SQL Recursive CTE Replacing records in each recursion

I have a table like this:
ItemID ItemFormula
100 'ID_3+ID_5'
110 'ID_2+ID_6'
120 'ID_100+ID_110'
130 'ID_120+ID_4'
This is the simplified version of a formula table with nearly 1000 records and up to 40 levels of reference (items used in other items). The task is breaking down the formulas to just one level reference where no other items are in one item. For example in the table above for id=130 I should have '((ID_3+ID_5)+(ID_2+ID_6))+ID_4'
EDIT: The operations do not limit to "+" and items have a character between them to be recognizable. For the sake of simplicity, I removed that character.
I can use recursive CTE for that. but my problem is that due to high levels of reference, my recursive select has lots of records joining so it takes a lot to complete.
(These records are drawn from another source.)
PR #364, opened 2026-08-16
feat(web): replace ConnectorWatcherService with SourceSyncService

### LINKED ISSUE #351: Phase 3 — Connector contract split and cursor-based sync engine

Destrayon:
Closes #351.

Sources have not synced since #359 merged. `ConnectorWatcherService` enumerated `containers` filtered to Filesystem/S3/AzureBlob, and the #350 backfill moved every one of those rows into `sources` — so it matched nothing and external syncing stopped altogether. This replaces it with `SourceSyncService`, keyed on sources.

## What changed

**`SourceSyncService`** — connectors implementing `ISyncCursorConnector` take a delta path; the rest fall back to listing the remote and diffing it against the indexed documents. Two improvements over the watcher: the fallback diffs against the **database** rather than an in-memory snapshot, so progress survives a restart; and a `RequiresFullResync` response deliberately takes the unconditional update path rather than compare-and-swap, because the provider has declared the stored token invalid and gating that clear would break the recovery it exists for. Forward progress uses compare-and-swap so a late-finishing cycle cannot overwrite newer progress.

**`ConnectorWatcherService` deleted** (700 lines), along with `CloudSyncTests`. Its four call sites were already no-ops — containers are managed storage only, and both watch methods return immediately for that type.

**Composite FK tying a chunk's owner to its document's.** `chunks.owner_id` and `chunk_vectors.owner_id` are plain denormalized copies; `documents.owner_id` is generated and cannot lie. Search filters on the copies, so a chunk with the wrong owner is returned to whoever owns that id. Divergence is not reachable through application code — one production path writes each column, both from the same `OwnerRef` that writes the document — but it is enforced anyway, because the consequence is a content leak and the guard is nearly free. Added `NOT VALID`, so every insert and update is enforced while existing rows are not scanned; a legacy diverged row cannot abort startup for operators whose data is fine.

## Bugs found while writing the tests

Tests were written before the implementation, and four of them failed against the first cut:

- **Five `PostgresDocumentStore` queries still filtered on `ContainerId`**, so every one returned nothing for a source-owned document. The visible symptom was deletion during sync silently doing nothing; the same blind spot hit anything looking up a source's documents by path.
- **The failure path rolled progress backwards** — it wrote back the cursor from the cycle-start snapshot, so a transient remote outage could wipe newer progress and force a full re-list. It now re-reads the stored value.
- **Change detection was missing.** `CloudSyncTests` covered skipping unchanged and in-flight files; the first cut enqueued every remote file every cycle. The content hash is computed *after* the download and parse, so it dedupes nothing that costs money — each source would have re-downloaded, re-chunked and re-embedded its entire remote every five minutes. The remote's size and timestamp are now stored on the document, which unlike the watcher's in-memory snapshot survives a restart.
- **`MapToModel` handed out an empty `ContainerId` for source-owned rows.** `container_id` is NULL there and `Nullable<Guid>.ToString()` returns `""` rather than throwing, so consumers silently got an empty owner and `StoreAsync`'s `Guid.Parse` of it would have thrown. Now maps `OwnerId`.

## Noted, not fixed

- `IDocumentStore.StoreAsync` always writes `container_id` and cannot express a source-owned row. No live caller needs it — the pipeline writes entities directly — but anything that later tries to pre-register a source document through it breaks silently.
- `FileBrowserChangeNotifier` now has no publisher. Its only one was the watcher, and it only ever fired for connector types that no longer exist as containers. #352 decides whether it gets one or is removed.

## Testing

`dotnet test` — **1058 passed, 0 failed.** Nine integration tests cover the sync service (both paths, cursor advance, compare-and-swap rejection, unconditional resync, failure handling, disabled sources, and change detection in both directions); two more cover the FK rejecting a diverged chunk and accepting a matching one.

Not yet run against a real remote — the plan calls for a LocalStack pass with a real S3 source before merge.

## Summary by CodeRabbit

- **New Features**
  - Added automatic synchronization for enabled sources, including change detection, deletion handling, cursor-based updates, and recovery from temporary remote errors.
  - Added read-only connector creation from source and connection settings across supported storage providers.
- **Bug Fixes**
  - Improved handling of source-owned documents and preserved remote metadata during reindexing.
  - Prevented chunks from being associated with the wrong document owner.
  - Added validation for connector settings, filesystem path boundaries, and AWS session-name limits.
- **Behavior Changes**
  - Replaced container-specific watchers with centralized source synchronization and reconciliation.


Destrayon:
Follow-up: the manual LocalStack check is now an automated test instead — `SourceSyncS3IntegrationTests`, three cases against a real S3 API (all objects enqueue, a deleted object removes its document, an untouched bucket is skipped on the second cycle).

These resolve the real `IConnectorFactory` from DI rather than substituting it, so they are the only coverage of a connection's credentials and a source's scope being recombined into a working connector — every other sync test fakes that step.

`dotnet test` — **1061 passed, 0 failed.** No manual pre-merge step remains.

Destrayon:
Two more gaps closed, plus one that turned out to be closed the wrong way round.

**`SyncAllAsync` had no coverage at all** — every other sync test entered at `SyncSourceAsync`, one level below the method the background loop actually calls, so the enumeration and the enabled filter were untested.

**The Azure equivalent of the LocalStack test isn't achievable.** Azurite can't authenticate `DefaultAzureCredential`, and `AzureBlobConnector` hardcodes `https://{account}.blob.core.windows.net`. Redirecting it would mean supporting shared-key auth — the stored cloud credential this project doesn't accept — so the gap stays open by design. Closed the reachable part instead: connector configs are now internal-readable and `SourceConnectorFactoryTests` asserts **every recombined field** for all three providers rather than just the resulting type. A dropped region or mis-joined prefix produces a connector of the right type and then reads the wrong bucket. The Azure `managedIdentityClientId` case carries the most weight — dropping it silently falls back to the default identity, which may have wider access than the source is meant to have.

**Still uncovered, worth knowing before merge:** the migration has only ever been applied to an empty `chunks` table, so the upgrade path on populated tables rests on `NOT VALID` skipping the scan rather than on a test. The delta path has no production implementer yet, so fakes are the only thing to test it against.

`dotnet test` — **1062 passed, 0 failed.**

Destrayon:
Found a way to test the migration on a populated database — `ChunkOwnerMigrationTests`.

EF can migrate to a *specific* migration, so the test owns its own PostgreSQL container (the shared fixture arrives already at head) and stages the real upgrade: migrate to the release before the constraint, write documents, chunks and vectors the way an existing deployment holds them — including a deliberately diverged chunk — then migrate the rest of the way.

This proves both halves of the `NOT VALID` decision:
- legacy divergence neither blocks the upgrade nor gets silently repaired
- a diverged row inserted *after* the migration is rejected

Non-vacuous by construction: seeding the diverged row would itself have thrown had the staged migration not actually stopped short of the constraint.

That closes the last gap I'd flagged as a merge risk. The only remaining untested path is the delta sync path, which has no production implementer yet — `ISyncCursorConnector` is a contract added in 3a that nothing implements, so fakes are the only thing available to test it against.

`dotnet test` — **1064 passed, 0 failed.**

My question is that: Can I keep the previous recursion only each time the recursion happens?
Here is my CTE Code
WITH Formula
AS (SELECT A.ItemID
,'ID_' + CONVERT(VARCHAR(20), A.ItemID) AS ItemText
,CONVERT(VARCHAR(MAX), A.ItemFormula) AS ItemFormula
FROM (VALUES (100,'ID_3+ID_5'),
(110,'ID_2+ID_6'),
(120,'ID_100+ID_110'),
(130,'ID_120+ID_4')
) A (ItemID,ItemFormula)
)
,REC
AS
(
SELECT A.ItemID
,A.ItemText
,A.ItemFormula
,1 AS LevelID
FROM Formula A
UNION ALL
SELECT A.ItemID
,A.ItemText
,' '
+ TRIM (REPLACE (REPLACE (A.ItemFormula, B.ItemText, ' ( ' + B.ItemFormula + ' ) '), ' ', ' '))
+ ' ' AS ItemFormula
,A.LevelID + 1 AS LevelID
FROM REC A
CROSS APPLY
(
SELECT *
FROM
(
SELECT *
,ROW_NUMBER () OVER (ORDER BY GETDATE ()) AS RowNum
FROM Formula B2
WHERE CHARINDEX (B2.ItemText, A.ItemFormula) > 0
) B3
WHERE B3.RowNum = 1
) B
)
,FinalQ
AS
(
SELECT A2.ItemID
,A2.ItemFormula
,A2.LevelID
FROM
(
SELECT A.ItemID
,REPLACE (TRIM (A.ItemFormula), ' ', '') AS ItemFormula
,A.LevelID
,ROW_NUMBER () OVER (PARTITION BY A.ItemID ORDER BY A.LevelID DESC) AS RowNum
FROM REC A
) A2
WHERE A2.RowNum = 1
)
SELECT * FROM FinalQ A2 ORDER BY A2.ItemID;
Thanks in advance.
My question is that: Can I keep the previous recursion only each time the recursion happens?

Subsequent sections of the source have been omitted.